**YOUR INSTRUCTIONS:** For the data that follows, state how many lines hold the string "need", giving the number by itself.

Saved entries
=== Section Start ===

PR #2013, opened 2024-05-27
support custom DeParser

redkale:
My requirement scenario is ：
sql template "SELECT * FROM user WHERE name = :param_name AND status = :param_status"
where param_name and param_status both is null, need generated sql: "SELECT * FROM user"
where param_name is not null, param_status is null, need generated sql: "SELECT * FROM user WHERE name = ? "
so deParse where expression maybe is empty

deparseDistinctClause、deparseSelectItemsClause、deparseOrderByElementsClause requires two parameters ,
Parameter plainSelect mainly used to determine the current selection. like：
```java
  @Override
  protected void deparseDistinctClause(PlainSelect plainSelect, Distinct distinct) {
    if (this.countSelect != plainSelect) {
        super.deparseDistinctClause(plainSelect, distinct);
    } else {
        super.deparseDistinctClause(plainSelect, this.countDistinct);
    }
}

protected void deparseSelectItemsClause(PlainSelect plainSelect, List<SelectItem<?>> selectItems) {
    if (this.countSelect != plainSelect) {
        super.deparseSelectItemsClause(plainSelect, selectItems);
    } else {
        super.deparseSelectItemsClause(plainSelect, this.countRootSelectItems);
    }
}

protected void deparseOrderByElementsClause(PlainSelect plainSelect, List<OrderByElement> orderByElements) {
    if (this.countSelect != plainSelect) {
        super.deparseOrderByElementsClause(plainSelect, orderByElements);
    } else {
        super.deparseOrderByElementsClause(plainSelect, null);
    }
}
```

### DIFF
--- a/src/main/java/net/sf/jsqlparser/util/deparser/DeleteDeParser.java
+++ b/src/main/java/net/sf/jsqlparser/util/deparser/DeleteDeParser.java
@@ -90,10 +90,7 @@ public class DeleteDeParser extends AbstractDeParser<Delete> {
             }
         }
 
-        if (delete.getWhere() != null) {
-            buffer.append(" WHERE ");
-            delete.getWhere().accept(expressionVisitor);
-        }
+        deparseWhereClause(delete);
 
         if (delete.getOrderByElements() != null) {
             new OrderByDeParser(expressionVisitor, buffer).deParse(delete.getOrderByElements());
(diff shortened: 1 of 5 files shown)


redkale:
@manticore-projects  thanks, I resubmitted a request.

=== Section End ===

**EXERCISE RESULT:** 2